Transcribe every record that appears below, exactly and in full.

- Opening Delimiter -

PR #120, opened 2016-03-21
Create search index client from calculate_presentation if it's not passed in.

aslagle:
I changed work.calculate_presentation to create an ExternalSearchIndex, so we won't forget to pass one in and end up with an outdated index. 

I also don't want to accidentally mess up a real search index by running tests without passing in the dummy one, so I'm using mock.patch to replace the ExternalSearchIndex class used by model for all tests.

### DIFF
--- a/coverage.py
+++ b/coverage.py
@@ -17,9 +17,6 @@ from model import (
 from metadata_layer import (
     ReplacementPolicy
 )
-from external_search import (
-    ExternalSearchIndex,
-)
 
 import log # This sets the appropriate log format.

- Closing Delimiter -

## Response to this task
PR #120, opened 2016-03-21
Create search index client from calculate_presentation if it's not passed in.

aslagle:
I changed work.calculate_presentation to create an ExternalSearchIndex, so we won't forget to pass one in and end up with an outdated index. 

I also don't want to accidentally mess up a real search index by running tests without passing in the dummy one, so I'm using mock.patch to replace the ExternalSearchIndex class used by model for all tests.

### DIFF
--- a/coverage.py
+++ b/coverage.py
@@ -17,9 +17,6 @@ from model import (
 from metadata_layer import (
     ReplacementPolicy
 )
-from external_search import (
-    ExternalSearchIndex,
-)
 
 import log # This sets the appropriate log format.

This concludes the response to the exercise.